Where AI Defense fits in the larger picture

For solutions engineers walking customers through this for the first time, the framing that lands is this: AI security has three timelines, and most products address only one of them.

  • Build-time security — red-team the model before it ships
  • Run-time security — inspect prompts and responses while it’s serving traffic
  • Use-time security — control how employees use third-party AI

AI Defense covers all three in a single platform with a single threat taxonomy and a single events backbone. Point tools that cover one timeline well often don’t share data with tools covering another. The closed-loop architecture — validation findings becoming runtime policy — is what makes the integration concrete rather than marketing copy.

The other framing that resonates: traditional security controls fail open against AI threats. Your firewall says yes to the HTTPS connection to OpenAI. Your DLP doesn’t recognize the model response as a leak. Your CASB knows the user accessed a “generative AI” category but doesn’t know whether they pasted source code. AI Defense isn’t competing with any of those tools — it’s covering the gap they were never designed to cover.

For the threat-model context behind why AI security needs purpose-built tooling, Prompt Injection Attacks — Making AI Do What It Shouldn’t walks through how prompt injection actually works at the model layer.

For the larger trend of AI-related vulnerabilities, Google Confirms First AI-Generated Zero-Day Exploit and Microsoft AI Discovers 16 Windows Zero-Days cover the offensive side of how AI is reshaping the vulnerability landscape.

For the adjacent identity-security gap that AI agents create (every agent is an identity, most of them non-human, most of them under-governed), Non-Human Identity Security — The 451 NHI Crisis in 2026 is the foundational read.

And for the role itself — the SE/security engineer who increasingly has to translate between AI teams and security teams — The AI Security Engineer — The Job Nobody Knew Existed covers what that career path actually looks like in 2026.

My take, from the SE chair

Cisco AI Defense lands at the right time.
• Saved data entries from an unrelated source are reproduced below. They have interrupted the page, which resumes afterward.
PR #6995, opened 2020-04-29
Add ability to rebuild a specific build

ericholscher:
This is most useful for PR builds,
but I've enabled it for all builds currently.
It might make sense to only enable it for PR builds,
or other builds where we care about rebuilding a specific commit.

It definitely isn't the final UX, but it works reasonably well for now:

Screen Shot 2020-04-29 at 12 20 51 PM

Fixes https://github.com/readthedocs/readthedocs.org/issues/6524


readthedocs/builds/views.py
```diff
@@ -54,14 +54,32 @@ def post(self, request, project_slug):
...
+        commit = request.POST.get('commit')
+        build_pk = request.POST.get('build_pk')
+
         version = get_object_or_404(
             self._get_versions(project),
             slug=version_slug,
         )
 
+        # Set either the build or None
+        build = Build.objects.filter(pk=build_pk).first()
```
saadmk11, line 66: If a `build_pk` from a different project is passed through the form maybe we should check it before we start any tasks.

```suggestion
        build = version.builds.filter(pk=build_pk).first()
```

readthedocs/core/utils/__init__.py
```diff
@@ -207,17 +214,19 @@ def trigger_build(project, version=None, commit=None, record=True, force=False):
     :rtype: tuple
     """
     log.info(
-        'Triggering build. project=%s version=%s commit=%s',
+        'Triggering build. project=%s version=%s commit=%s build=%s',
         project.slug,
         version.slug if version else None,
         commit,
+        build.pk
```
saadmk11, line 221: In the build list page `build_pk` is not passed in the form. So I think trying to get `build.pk` for logging will cause an error.
```suggestion
        build.pk if build else None
```

agjohnson:
:+1:  on the feature, but could we either move the button or replace it with a link? This feels a bit unpolished if we it's going to be live for all projects.

image

ericholscher:
I hit this pretty frequently when something weird happens with the PR builder. I think it's a useful enough thing to support, since other ways of supporting this are weird hacks.

readthedocs/core/utils/__init__.py
```diff
@@ -112,7 +111,21 @@ def prepare_build(
...
+        build.commit = commit
+        build.commands.all().delete()
+        build.save()
+        kwargs['build_pk'] = build.pk
+
+        # Show a step in the UI that the build is being rebuilt
+        BuildCommandResult.objects.create(
+            build=build, command='Rebuilding build', exit_code=0,
+            start_time=datetime.utcnow(), end_time=datetime.utcnow(),
+        )
```
agjohnson, line 126: I'd probably remove this entirely, I don't think it's worth introducing UI confusion in the command output. The best place to solve this would be either popping up a confirmation box for the user on click, or simply revert the state back to show the UI as "loading". Either would communicate to the user that the build is restarting

ericholscher: I'm more worried about other folks looking at it and being confused about why it was running again after it had already built. I think we don't do a great job of showing history on builds -- we hit this issue with failures & retries as well, so we need some kind of pattern for it.

ericholscher: I've updated this to use the new build status, which is a better solution 👍

ericholscher:
This should be ready for a final review with the new status change 👍

humitos:
I took a look at this PR today trying to recover the feature and finish it.

@ericholscher is there a strong reason why we are re-triggering _the same build object_ instead of just trigger a new build with a specific commit? IMO, reading the code just makes it more complex passing the `build` object around different methods, adding a new build status, etc.

I'm thinking that we can just call `trigger_build(commit=)` with the commit received from the dashboard (via `?commit=` or via `?build_pk=` if the build is associated with a particular commit). With this approach, it would create a new `Build` object and we would keep all the build outputs, giving users more context about why the first time it fails and maybe the subsequent re-triggered ones passed.

I'll try opening a PR with this idea.

humitos:
I opened a PR at https://github.com/readthedocs/readthedocs.org/pull/8227 to show my idea but I'm still not convinced this is a good feature and I think it will create more problems than benefits.

While it may be a good feature to "re-build the latest failed build from a PR", it will for sure create problems for all the other use cases that involve an old commit:

- re-build an _old_ commit from this external version
- re-build an _old_ commit from `latest`
- re-build an _old_ commit from `stable`
- re-build an _old_ commit from any other version

In all these cases, the user will be building **and publishing** an old version of their documentation, and they may not even notice that they just break their docs. They will end up with that version of their (now out-of-date) docs pointing to an old commit.

Basically, there is going to be a discrepancy between what you have in your repository and what you have published, breaking one of the main benefits of RTD. Read the Docs' case is different from a regular CI because it does not only do checks but also generates and publishes assets.

Considering the best use case for this feature the one I mentioned in the first paragraph, there are currently at least some workarounds that are not ideal but way safer from a user's perspective:

- add a new commit to the PR, or
- close and re-open the PR

If any, it seems we should only allow to re-build on that particular case. Still, I don't think it adds a lot of value.

astrojuanlu:
I agree with the concerns raised by @humitos. I still think this is a good feature though, provided that we narrow down the scope.

- Reopening and closing the PR also triggers _all_ other CI checks users have. This might be undesirable.
- The most likely reason to do this is that some temporary network failure ruined the build. Therefore, I don't think users will want to build ancient commits. And if they want, they already have other methods.

Therefore, I think we could limit the feature as follows:

- Only rebuilds of PR builds are allowed. No danger in rebuilding an old published version, that should be done with the existing UI.
- Does not allow rebuilding _ancient_ commits. Therefore, we can push a reasonable timeout, say 24 hours.

What do you think? Pinging @pllim , who probably has interest in this (I don't remember if we are discussing the feature in some other issue).

stsewd:
I think the idea was to allow to re-build a PR or version from the latest commit.

pllim:
24 hours might not work for some. A commit can still be a latest commit but weeks old before a reviewer can get to it and realized a rebuild is needed, though I guess in that case, reviewer can open/close as usual and cancel the other CI (not pretty but it is a workaround).

@astrojuanlu , I do vaguely recall talking about this though what I wanted more is the ability to skip building RTD entirely via `[skip ci]`, `[ci skip]`, `[skip rtd]`, and `[rtd skip]`.

astrojuanlu:
Ah yes, that's #7660 :)

ericholscher:
Agreed with @astrojuanlu -- I think we probably only want to allow it for the last build on a PR branch. It should be simple enough to figure this out (`pk == Build.objects.filter(version=pr_version).first()`). I don't feel strongly about reusing a build object or creating a new one. I initially reused it so that the URL would be the same. I don't think either is obviously better in terms of UX, so whatever is simpler is probably best.

pllim:
I cannot wait to put this into good use. Thanks! 😸

dimpase:
> I'm not sure to understand the use case for this. What are the scenarios where you want to re-build the same commit?

In our case we have to rely on our package supplied via a wheel (it depends on an external C++ library, and the rtd builder
cannot handle building the package). Now, our wheels are built on GitHub, using https://github.com/pypa/cibuildwheel
- which is triggered by push/PR.
If the wheel is broken, it need not lead to an error in rtd builder; it often passes, but the docs are broken.
So we cannot rely on the rebuild button only available for errored out builds.

Ideally,  we would like to be able to install wheels on PyPI and only then trigger the rtd rebuild, but we'd be OK with rebuild
button being available for passed builds (after we install the wheels to PyPI, we can just press it...)

astrojuanlu:
@dimpase sorry it took so long to respond. Would an incoming webhook suit your use case? You can trigger builds externally https://docs.readthedocs.io/en/stable/integrations.html#using-the-generic-api-integration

AI adoption is moving faster than security can keep up, and the gap is the single biggest blocker to enterprise AI in every account conversation I have. The customers who say “we’re holding off on AI until we know how to secure it” are not being unreasonable — they’re being correctly cautious about a class of risk their existing stack doesn’t address.

The architectural choice that matters most is the closed loop. Most AI security products are either red-teaming tools or runtime guardrails — rarely both, almost never integrated. AI Defense being one product where validation findings directly become runtime policy is the difference between “we have AI security tools” and “we have an AI security program.”

If you’re standing up an AI security capability from zero and you’re already in the Cisco Security Cloud, this is the obvious starting point. If you’re not yet a Cisco customer, the question is whether the closed-loop architecture and the OWASP/ATLAS mapping outweigh whatever other ecosystem you’re already invested in. For most security organizations, the answer leans toward the integrated product because the alternative — managing 4–5 disconnected AI security tools — is exactly the operational debt the program is trying to avoid.

Internal note: this walkthrough summarizes capability and architecture from the public Cisco AI Defense User Guide (securitydocs.cisco.com/docs/ai-def) as of May 2026. Verify licensing tiers, entitlements, and feature availability with your Cisco account team before any customer commitment.